Asteroid mining: the new frontier of eco-sustainability?

Updated: Feb 10

by Giorgio Cardile

Source: https://solarsystem.nasa.gov/asteroids-comets-and-meteors/asteroids/16-psyche/in-depth/

1. What problems can space mining solve?


The Kardashev scale measures the technological level of a civilization based on the amount of energy used and what resources it is able to exploit, providing 3 levels; humanity is around 0.8, being able to exploit almost all the resources available on Earth.

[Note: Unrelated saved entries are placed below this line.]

PR #155, opened 2022-03-08
Funders vocabulary

alejandromumo:
- requires https://github.com/inveniosoftware/invenio-records-resources/pull/308
- requires https://github.com/inveniosoftware/invenio-records-resources/pull/311
- closes https://github.com/inveniosoftware/invenio-vocabularies/issues/147


invenio_vocabularies/contrib/funders/mappings/v6/funders/funder-v1.0.0.json
```diff
@@ -0,0 +1,55 @@
...
+          "type": "keyword",
+          "index": "false"
+        },
+        "created": {
+          "type": "date"
+        },
+        "updated": {
+          "type": "date"
+        },
+        "uuid": {
```
ppanero, line 16: (this is more of a exploratory comment)

question: what does this field get as value? and why is it needed? If I recall correctly the `ObjectId` in Elasticsearch is has the same value than the record UUID (which gets linked to the PID value via PIDStore). When denormalizing a vocabulary record into a record we add a `@v` value in order to be able to version changes and update correctly. Is this UUID value needed in order to not query again when performing the denormalization?

(We can debug this together, I am just noting this here to not forget)

invenio_vocabularies/contrib/funders/models.py
```diff
@@ -0,0 +1,13 @@
+# -*- coding: utf-8 -*-
+#
+# Copyright (C) 2021 CERN.
```
ppanero, line 3:
```suggestion
# Copyright (C) 2022 CERN.
```

invenio_vocabularies/contrib/funders/schema.py
```diff
@@ -9,6 +9,7 @@
 """Funders schema."""
 
 from flask_babelex import lazy_gettext as _
+from invenio_records_resources.services.records.schema import BaseRecordSchema
 from marshmallow import Schema, fields, validate
 from marshmallow_utils.fields import SanitizedUnicode
```
ppanero, line 15: copyright to 2021-2022

tests/contrib/funders/conftest.py
```diff
@@ -0,0 +1,72 @@
...
+        ]
+    }
+
+
+@pytest.fixture(scope="function")
+def funder_full_data():
+    """Full funder data."""
+    return {
+        "scheme": "doi",
+        "id": "fund",
```
ppanero, line 46: moderate: this should potentially fail. The scheme is set to `doi` but the id value is not a DOI. We are not imposing any type of validation on this, which makes me think if we should:
a) Use `IdentifierScheme`, i.e. multiple inheritance (this could cause problems with `id` and `identifier`
b) Use only at validation time

For now this question can be shelved, because it will be completely different if decide to go for `identifiers` (plural). We have to wait for the datamodel to be ready.

tests/contrib/funders/test_funders_jsonschema.py
```diff
@@ -0,0 +1,81 @@
...
+            "pid_type": "funderid",
+            "obj_type": "funder"
+        },
+        "scheme": "Test scheme"
+    }
+
+    assert validates(data)
+
+
+def test_valid_empty(appctx, schema):
```
ppanero, line 53: moderate: shouldn't there be? for the "relations" there should not, but at service level we should not allow insertion of empty funder records.

tests/contrib/funders/test_funders_schema.py
```diff
@@ -29,10 +55,10 @@ def test_valid_minimal():
     assert valid_minimal == FunderRelationSchema().load(valid_minimal)
 
 
-def test_invalid_no_name():
-    invalid_no_name = {
-        "identifier": "10.5281/zenodo.9999999",
+def test_invalid_minimal():
```
ppanero, line 58:
```suggestion
def test_invalid_no_id():
```
WDYT?

tests/contrib/funders/test_funders_schema.py
```diff
@@ -10,16 +10,42 @@
 import pytest
 from marshmallow import ValidationError
 
-from invenio_vocabularies.contrib.funders.schema import FunderRelationSchema
+from invenio_vocabularies.contrib.funders.schema import FunderRelationSchema, \
+    FunderSchema
```
ppanero, line 16: moderate: it ties up with one of the comments above, but there should be a test to check the actual `id`/`scheme` value format.

tests/contrib/funders/test_funders_service.py
```diff
@@ -0,0 +1,82 @@
...
+    # Fail to retrieve it
+    # - db
+    pytest.raises(PIDDeletedError, service.read, identity, id_)
+    # - search
+    res = service.search(
+        identity, q=f"id:{id_}", size=25, page=1)
+    assert res.total == 0
+
+
+# QUESTION is it needed?
```
ppanero, line 67: Yes, we basically have to test that we do not allow duplicates to get in the system.

tests/contrib/funders/test_funders_service.py
```diff
@@ -0,0 +1,82 @@
...
+def test_pid_already_registered(
+    app, db, service, identity, funder_full_data
+):
+    """Recreating a record with same id should fail."""
+    service.create(identity, funder_full_data)
+    pytest.raises(
+        PIDAlreadyExists, service.create, identity, funder_full_data)
+
+
+# QUESTION it should fail because we set it to strict, right?
```
ppanero, line 77: It should fail way before reaching Elasticsearch, since the [marshmallow schema is "strict" by default](https://marshmallow.readthedocs.io/en/stable/quickstart.html#handling-unknown-fields).

ppanero (commented):
Very nice work! I tried to be verbose since it is the first PR (so, sorry for the herd of comments in advance). We can discuss all these in a call, it might be easier :) But also feel free to continue on the resource layer since it is kind of independent.

💪 🚀

invenio_vocabularies/contrib/funders/api.py
```diff
@@ -0,0 +1,14 @@
+# -*- coding: utf-8 -*-
+#
+# Copyright (C) 2021 CERN.
```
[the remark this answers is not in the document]
alejandromumo: fixed

invenio_vocabularies/contrib/funders/mappings/v7/funders/funder-v1.0.0.json
```diff
@@ -0,0 +1,77 @@
...
+            "type": "keyword"
+          }
+        }
+      },
+      "title": {
+        "type": "object",
+        "dynamic": true,
+        "properties": {
+          "en": {
+            "type": "text"
```
ppanero, line 71: moderate: missing `search_as_you_type` (only for v7). See [affiliations](https://github.com/inveniosoftware/invenio-vocabularies/blob/master/invenio_vocabularies/contrib/affiliations/mappings/v7/affiliations/affiliation-v1.0.0.json#L76) as example.

invenio_vocabularies/contrib/funders/schema.py
```diff
@@ -8,9 +8,16 @@
...
 from marshmallow import Schema, fields, validate
-from marshmallow_utils.fields import SanitizedUnicode
+from marshmallow_utils.fields import IdentifierSet, SanitizedUnicode
+from marshmallow_utils.schemas import IdentifierSchema
+
+from ...services.schema import BaseVocabularySchema
+from .config import funder_schemes
 
 
 class FunderRelationSchema(Schema):
```
ppanero, line 23: Major: This field is missing an `id` field. Otherwise, the "relation" won't be saved. The way the relation schema work is:

For example, the user wants to add 2 funders to it's record. One exists in our system with id `funder-id-1`, the other does not exist and its name is `JDoe funding agency`. The record would be sent (and stored in DB) as:

```json
{ ...
    "funders": [
        {"id": "funder-id-1"},
        {"name": "JDoe funding agency"}
    ]
}
```

Then, internally the record would be denormalized. Therefore the result (for the end user) would be:

```json
{ ...
    "funders": [
        {"id": "funder-id-1", "name": ..., "title":..., "scheme"...},
        {"name": "JDoe funding agency"}
    ]
}
```

tests/contrib/funders/conftest.py
ppanero: This is fixed now that there is an inner `identifiers` field. You can resolve the comment.

tests/contrib/funders/test_funders_api.py
```diff
@@ -0,0 +1,94 @@
...
+# details.
+
+"""Funders API tests."""
+
+from functools import partial
+
+import pytest
+from invenio_indexer.api import RecordIndexer
+from invenio_search import current_search_client
+from jsonschema import ValidationError as SchemaValidationError
```
ppanero, line 16: question: I know I did this rename in `names` (According to git blame 😅) but I do not see the reason why... In some cases it might clash with `Marshmallow.ValidationError` but is not the case here... WDYT?

tests/contrib/funders/test_funders_resource.py
```diff
@@ -0,0 +1,179 @@
...
+    res = client_with_credentials.get(f"{prefix}/{id_}", headers=h)
+    assert res.status_code == 410
+
+
+def test_funders_update(
+    client_with_credentials, example_funder, funder_full_data, h, prefix
+):
+    """Test a successful update."""
+    id_ = example_funder.id
+    new_name_ = "updated"
```
ppanero, line 162:
```suggestion
    new_name = "updated"
```

We put `_` after `id` because it is a reserved python keyword, for other variables is not needed. Ref https://docs.python.org/3/library/functions.html#id

invenio_vocabularies/contrib/funders/config.py
```diff
@@ -0,0 +1,63 @@
...
+        ),
+        "newest": dict(
+            title=_('Newest'),
+            fields=['-created'],
+        ),
+        "oldest": dict(
+            title=_('Oldest'),
+            fields=['created'],
+        ),
+    }
```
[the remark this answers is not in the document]
alejandromumo: Seems good to me 👍

invenio_vocabularies/contrib/affiliations/schema.py
```diff
@@ -1,6 +1,6 @@
 # -*- coding: utf-8 -*-
 #
-# Copyright (C) 2020-2021 CERN.
+# Copyright (C) 2021-2022 CERN.
```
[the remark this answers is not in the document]
alejandromumo: it was totally my mistake here 😅

tests/contrib/funders/test_funders_resource.py
alejandromumo: thanks for the tip!

tests/contrib/funders/test_funders_api.py
alejandromumo: I agree, while testing the API it won't probably clash with any `Marshmallow` exception since `Marshmallow` it is not used at this level (e.g. we're not (de)serialising data).

invenio_vocabularies/contrib/funders/schema.py
```diff
@@ -20,5 +27,21 @@ class FunderRelationSchema(Schema):
         required=True,
```
ppanero, line 27: minor: sorry didn't catch this earlier, shouldn't be required here (so we can set it to an "fk" funder)

tests/contrib/funders/test_funders_schema.py
```diff
@@ -10,29 +10,85 @@
...
+def test_invalid_empty_name():
+    invalid_empty_name = {
+        "id": "10.5281/zenodo.9999999",
+        "name": ""
+    }
+    with pytest.raises(ValidationError):
+        data = FunderSchema().load(invalid_empty_name)
+
+
+def test_invalid_id_format():
```
ppanero, line 45: very very minor: Im not sure if all these tests are needed, or are responsibilities of other modules... We can sit down and think about this on Monday.

ppanero (commented):
LGTM! Not approving because is missing the `pid` part, blocked by https://github.com/inveniosoftware/invenio-vocabularies/issues/156

invenio_vocabularies/contrib/funders/config.py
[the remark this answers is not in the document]
ppanero: will be tackeld in https://github.com/inveniosoftware/invenio-vocabularies/issues/159

invenio_vocabularies/contrib/funders/config.py
```diff
@@ -0,0 +1,63 @@
...
+
+
+service_components = [
+    # Order of components are important!
+    DataComponent,
+    PIDComponent,
+]
```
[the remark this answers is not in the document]
ppanero: will be tackled in https://github.com/inveniosoftware/invenio-vocabularies/issues/160

invenio_vocabularies/contrib/funders/mappings/v6/funders/funder-v1.0.0.json
ppanero: https://github.com/inveniosoftware/invenio-vocabularies/issues/161

tests/contrib/funders/test_funders_schema.py
ppanero: I have made some changes to this file, very minor:
- It is good to test fields that are defined here (e.g. `country`). However, others like `identifiers` that come from marshmallow-utils (our module, not 3rd party) we tend to trust and avoid testing many times.
- The relation schema was missing validation.

tests/contrib/awards/test_awards_schema.py
```diff
@@ -68,8 +68,6 @@ def test_invalid_no_number():
 
 FUNDER = {
     "name": "Someone",
-    "identifier": "10.5281/zenodo.9999999",
```
ppanero, line 71: This will fix tests until the grants vocabulary is implemented.

ppanero (commented):
Missing `ModelPIDField` usage, but the vocabulary per se is implemented! 🚀

tests/contrib/funders/test_funders_service.py
```diff
@@ -0,0 +1,87 @@
...
+        identity, q=f"pid:{id_}", size=25, page=1)
+    assert res.total == 0
+
+
+def test_pid_already_registered(
+    app, db, service, identity, funder_full_data
+):
+    """Recreating a record with same id should fail."""
+    service.create(identity, funder_full_data)
+    pytest.raises(
```
ppanero, line 79: @slint, there are seveal things that are puzzling me.
1- Even though the `pid` field has an `unique` constraint, here it is not failing
2- Resolution is not working (`NoResultFound`).

I actually checked the DB after the `service.create` calls, the table is empty 😮 😵

invenio_vocabularies/contrib/funders/config.py
```diff
@@ -0,0 +1,65 @@
...
+        "oldest": dict(
+            title=_('Oldest'),
+            fields=['created'],
+        ),
+    }
+
+
+service_components = [
+    # Order of components are important!
+    DataComponent,
```
ppanero, line 64: `PIDComponent` is not needed since it goes "in-table"

invenio_vocabularies/alembic/3d362de4926a_create_funders_table.py
```diff
@@ -0,0 +1,56 @@
+#
+# This file is part of Invenio.
```
ppanero, line 2: Need re-making since now we have two more columns.

tests/contrib/funders/test_funders_service.py
```diff
@@ -0,0 +1,92 @@
...
+    # not-ideal cleanup
+    item._record.delete(force=True)
+
+
+def test_pid_already_registered(
+    app, service, identity, funder_full_data, example_funder
+):
+    """Recreating a record with same id should fail."""
+    # example_funder does the first creation
+    # FIXME: It is not a "PIDAlreadyExists" should we catch and re-raise
```
ppanero, line 82: @slint what do we do about this?

invenio_vocabularies/contrib/funders/schema.py
```diff
@@ -8,17 +8,95 @@
...
+    country = SanitizedUnicode()
+    identifiers = IdentifierSet(fields.Nested(
+        partial(
+            IdentifierSchema,
+            allowed_schemes=funder_schemes,
+            identifier_required=False
+        )
+    ))
+
+    # TODO: the 3 hooks below could be extracted to a PIDField
```
ppanero, line 65: @slint Should we create said field? I do not recall what did you said on the call this morning sorry

invenio_vocabularies/contrib/funders/schema.py
```diff
@@ -8,17 +8,95 @@
...
+        """Loads the pid.
+
+        If it does not exist, it tries to extract it from the identifiers.
+        """
+        if data.get("pid"):
+            return data
+
+        identifiers = data.get("identifiers", [])
+        for identifier in identifiers:
+            # FIXME: make scheme configurable
```
ppanero, line 77: Needs fixing, maybe with a config var (similar to `SCHEMES` in affiliations)

invenio_vocabularies/contrib/funders/schema.py
```diff
@@ -8,17 +8,96 @@
...
+            if identifier["scheme"] == "ror":
+                data["pid"] = identifier["identifier"]
+                break
+
+        return data
+
+    @post_load
+    def kepp_pid_on_create(self, data, **kwargs):
```
slint, line 85:
```suggestion
    def keep_pid_on_create(self, data, **kwargs):
```

invenio_vocabularies/contrib/funders/schema.py
slint: I'm a bit hesitant actually about allowing "flexibility" in this since we might end up with "duplicate" entries (under different identifiers, etc.).

Maybe just keeping the first `if data.get("pid"):` is the safest, and removes complexity, i.e. you have to explicitly pass the `pid` value when you create the record and that's the one and only way.

invenio_vocabularies/contrib/funders/schema.py
```diff
@@ -8,17 +8,96 @@
...
+        """Remove the PID if already registered.
+
+        If the pid is not removed it would be injected into the DB JSON column.
+        Since the field is only popped on_create by PIDComponent.
```
slint, line 89: Not a big fan of relying on the schema to keep the DB JSON "clean". Maybe there's something we can configure/change in the PIDComponent that would help?

invenio_vocabularies/contrib/funders/schema.py
ppanero: I 100% agree, I added it there because we somehow talked about it. Will remove.

invenio_vocabularies/contrib/funders/funders.py
```diff
@@ -0,0 +1,53 @@
...
+
+record_type = RecordTypeFactory(
+    "Funder",
+    # Data layer
+    pid_field_cls=ModelPIDField,
+    pid_field_kwargs={
+        "model_field_name": "pid",
+    },
+    model_cls_attrs={
+        # cannot set to nullable=False because it would fail at
```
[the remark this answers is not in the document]
ppanero: Sadly, yes...

invenio_vocabularies/contrib/funders/schema.py
ppanero: Yes, we could potentially create a custom PIDComponent and pop it in the update hook but:
- It is still at service level (marshamllow and components both are service level)
- when we talked about this we agreed to do marshmallow 😅 but yeah, I dont like it either, just didnt find another solution.

invenio_vocabularies/contrib/funders/schema.py
ppanero: As a result, the whole `load_pid` hook gets removed. The first `if` clause performs no changes on the incoming data.

invenio_vocabularies/alembic/676dd587542d_create_funders_vocabulary_table.py
```diff
@@ -0,0 +1,67 @@
...
+            nullable=False
+        ),
+        sa.Column(
+            'updated',
+            sa.DateTime().with_variant(mysql.DATETIME(fsp=6), 'mysql'),
+            nullable=False
+        ),
+        sa.Column(
+            'id',
+            sqlalchemy_utils.types.uuid.UUIDType(),
```
ppanero, line 38: This should have a `length=16`, same as teh `ChoiceType` below a `length=1`. However, it is not compatible with alembic :/

invenio_vocabularies/contrib/funders/schema.py
ppanero: resolving this comment because it boils down to the one below: i.e. where do we managed the pid/id? in the component or in marshmallow

invenio_vocabularies/contrib/funders/schema.py
slint: Would it make sense to make `pid` a `dump_only` field maybe and validate separately (as done now kind of)?

invenio_vocabularies/alembic/676dd587542d_create_funders_vocabulary_table.py
slint: I see that in the `names` recipe it's the same. Isn't it fine to leave it like this?

invenio_vocabularies/contrib/funders/schema.py
ppanero: not really, because you still need it during loading (i.e. for creation). We would need something like `dump_only_on_updates`, which is what we achieve here.

invenio_vocabularies/alembic/676dd587542d_create_funders_vocabulary_table.py
ppanero: yes, it is. I just added a comment in case of doubt.

invenio_vocabularies/services/components.py
```diff
@@ -49,3 +49,12 @@ def create(self, identity, data=None, record=None, **kwargs):
...
         self.service.record_cls.pid.create(record)
+
+
+class ModelPIDComponent(PIDComponent):
+    """Model PID registration component."""
+
+    def update(self, identity, data=None, record=None, **kwargs):
+        """Update an existing record."""
+        record.pop("pid", None)
+        record.pop("id", None)
```
slint, line 60: Question: where does the `id` field come from in the record metadata?

slint (approved):

invenio_vocabularies/services/components.py
ppanero: Because it is an update and the `result_item.data` does a `marshmallow.dump`, which has to contain the id.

The exponential growth of technology and the consumer society in which we live are causing (and will cause) a shortage of certain resources, already difficult to extract and of great economic value: the REE (Rare Earth Elements) that is a group of 17 chemical elements that can be found both near the Earth's crust and in some particular areas of the Earth. They are of great importance because they are used in the production process of magnets, optical fibers, components, batteries, as well as alligators in various metal alloys.


The problem lies in the recycling of these materials, as well as their high price, and the monopoly exercised by China, which controls about 95% of the circulation of REE.


REEs are just one example of the catastrophic damage that heavy industries (and in particular the mining industry) inflict on our ecosystem and, consequently, on us who live in it.


There are many hypothesized solutions to contain environmental damage and allow humanity to thrive, thanks to new technologies, and one of the most ambitious is to gradually move this infrastructure off the planet, making Earth a "Garden of Eden" of some sort.


Asteroid mining, however, has a number of legal and technological hurdles to overcome before it can become a reality, as the concept of common interest in reference to extraterrestrial celestial bodies in the 1967 Treaty on the Use of Space must be revised. With this classification, the signatory States of the 1967 Treaty wanted to prevent the States from any kind of exploitation of celestial bodies which had no scientific purpose and was not of common interest for mankind - not a word instead about the exploitation of these resources by private individuals - while in the so-called "Moon Treaty" of 1979, ratified only by 13 States, the possibility of exploitation of celestial bodies with the approval of the other signatory States is foreseen. In the latter, it is possible to find the concept of common heritage in reference to celestial bodies, with the intention of preventing the individual exploitation of space resources by States or private individuals, reserving instead the wealth to future generations..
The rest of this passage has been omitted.